Wagner chose Bayreuth due to its lack of musical life. He wanted his art to be the lonely peak, without competition.
With money from King Ludwig I he built his monumental theater, which was at the time the largest wooden strucutre in the world. The acoustics are unique and the hall incorporates many elements which distinguish it from other opera houses, and create the particular environment Wagner wanted his dramas to be performed in. Further, there is a villa nearby for his family.

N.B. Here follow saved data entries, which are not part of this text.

PR #1782, opened 2020-05-07
Add RunTestsInContext Command

333fred:
This command tries to replicate the `CTRL+R, T` experience in full VS. ~~I'm planning on sending a followup PR hopefully this weekend to add DebugInContext~~ (now in this PR), and then a PR to the vscode extension to enable the commands (https://github.com/OmniSharp/omnisharp-vscode/pull/3772). While Omnisharp does have an existing `TestCommandService` that does some of this, it doesn't quite replicate the experience: it will only run the test method that it's invoked in, not potentially the entire test class or whatever other context it's in. Additionally, it's not unified with the test running framework the test of the V2 test commands use, so I opted to introduce an entirely new command, RunTestsInContext, which will walk up the syntax tree for a given location to find the nearest test method or class, if one exists, and either run the method itself, or run the entire class.

Commit 1 moves Omnisharp forward to the 3.1 LTS SDK, from 3.0.
Commit 2 does some refactoring of the existing test commands to remove `.Result` usage and plumb async all the way through.
Commit 3 Implements RunTestsInContext.
Commit 4 is some cleanup.
Commit 5 Implements DebugTestsInContextGetStartInfo.
Commits 6-13 are some cleanup.


test-assets/test-projects/MSTestProject/TestProgram.cs
```diff
@@ -12,7 +12,7 @@ public class MainTest
         public void Test()
         {
             Assert.IsTrue(true);
-        }
+        }
```
333fred, line 15: This space (and the ones in the other test projects) are not a typo. They're there for testing the boundary cases.

src/OmniSharp.DotNetTest/TestFrameworks/TestFramework.cs
```diff
@@ -7,36 +7,39 @@ namespace OmniSharp.DotNetTest.TestFrameworks
 {
     internal abstract class TestFramework
     {
-        private static readonly ImmutableDictionary<string, TestFramework> s_frameworks;
+        private static readonly ImmutableArray<TestFramework> s_frameworks;
```
333fred, line 10: It's a neat idea to make this extensible, but with the amount of effort that would need to be put in to add another framework makes this a pointless optimization. It causes `GetFrameworks()` to allocate an iterator on every invocation (which is often), and even in the worst case is `GetFramework(string)` implemented as a foreach loop over an array will be twice as fast as a dictionary lookup: https://gist.github.com/333fred/2c259fff1ca0e074adead95f01db70ba.

333fred:
I've now added `DebugTestsInContextGetStartInfo`. I don't see any existing tests for the debugging commands: am I just missing something? If not, how should I go about testing this command?

src/OmniSharp.DotNetTest/Services/DebugTestsInContextService.cs
```diff
@@ -0,0 +1,45 @@
...
+            if (testManager.IsConnected)
+            {
+                _debugSessionManager.StartSession(testManager);
+                return _debugSessionManager.DebugGetStartInfoAsync(
+                    request.Line, request.Column, Workspace.GetDocument(request.FileName),
+                    request.RunSettings, request.TargetFrameworkVersion,
+                    CancellationToken.None);
+            }
+
+            throw new InvalidOperationException("The debugger could not be started");
```
333fred, line 42: These seem unfortunate, especially for the `InContext` version of the command, but the existing `DebugTestGetStartInfoResponse` doesn't have a place for a failure and failure message. I would have modified that to add a field, but I'm unsure if that will break existing clients. Is that a safe change to make, or should I add a new response that adds a failure/reason to it?

src/OmniSharp.DotNetTest/VSTestManager.cs
```diff
@@ -309,6 +317,32 @@ public override async Task<RunTestResponse> RunTestsInContextAsync(int line, int
...
+            return (methodNames, testFramework?.Name);
+
+            static bool isTestMethod(IMethodSymbol methodSymbol, ref TestFramework? framework)
+            {
+                if (framework is object)
+                {
+                    return framework.IsTestMethod(methodSymbol);
+                }
+
+                foreach (var f in TestFramework.Frameworks)
```
333fred, line 329: Technically, this means that you can't combine multiple testing framework types in a single file and have them run all at once. I think that's probably fine.

src/OmniSharp.DotNetTest/Services/DebugTestsInContextService.cs
JoeRobich: I'm not really sure whether this would be a problem for other clients. Maybe @filipw knows definitively.

333fred:
@JoeRobich I've implemented the vscode side here: https://github.com/OmniSharp/omnisharp-vscode/pull/3772

src/OmniSharp.DotNetTest/Services/DebugTestsInContextService.cs
filipw: it should be fine - additive changes are generally fine since it's json based.
moreover, the debug tests protocl is - I am pretty sure - only used by VS Code extension since the debugger is proprietary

The Wagner family still control this property and every year a festival of his dramas is given.


----------



## peeyaj (Nov 17, 2010)

Vienna- Haydn, Mozart, Beethoven, Schubert, Strauss clan, Schoenberg

(Schubert was born there)

City of awesome music.


----------



## moody (Nov 5, 2011)

Sid, the Chicago Symphony was never Solti's in the way you mean. Reiner is the man whose name looms large in Chicago's history. All you have to do is listen to his RCA Living Stereo recordings to see why.
Szell, yes of course and I certainly miss him and fear that the orchestra will never be the same again.
I was surprised to see you mention Ashkenazy as a great conductor ---not really.
One does associate Ormandy with the Philadelphia but he was colourless and it's Stokowski's name that really comes to mind.
William Steinberg made a big impression at Pittsburgh and I don't understand why his name is not mentioned more.
I always associate Antal Dorati with th Minneapolis Orchestra (now Minnesota) although he did great work where ever he went.
Ernst Ansermet and the Suisse Romande Orchestra in Geneva---he was their conductor for 300 years.
Paul Paray at Detroit --wonderful.
I don't really think of Karajan and the Berlin Phil, chiefly because I can't stand his music making. Rather it is Furtwaengler who was Berlin and Vienna to me.
London has so many orchestras that it is difficult to quote a musician but if anybody it was Sir Thomas Beecham and that was HIS as he paid for it and put it together.
Another of that ilk was Serge Koussevitzky, he also raised and paid for the Boston Symphony and made it the only challenger to the Philadelphia and Stokowski at the time.
The St.Louis Orchestra brings up the name of Leonard Slatkin.
EMIELLUCIFUGE. Brings Mengelberg into the picture, unfortunately although everything he said was true the only thing that comes to mind there is his joyful collaboration with the Nazi's. Far,far worse than anything that Karajan even considered--he was banned because of it.
The other thing that interested me was the news that Muck acted as Mengelberg's assistant, I would think that would have lasted at least 15 minutes--where did this information come from?


----------



## Jeremy Marchant (Mar 11, 2010)

I don't understand this post. Applying Sid James's original test, "in Place A they still miss Musician X", I find it hard to imagine the good people of Birmingham (a city I do frequent) talking despondently in the coffee shops and supermarkets about how life was so much better when Simon Rattle conducted the CBSO. Frankly, I doubt that more than a vanishingly small sample of the population of that city remember who Rattle was - and fewer care.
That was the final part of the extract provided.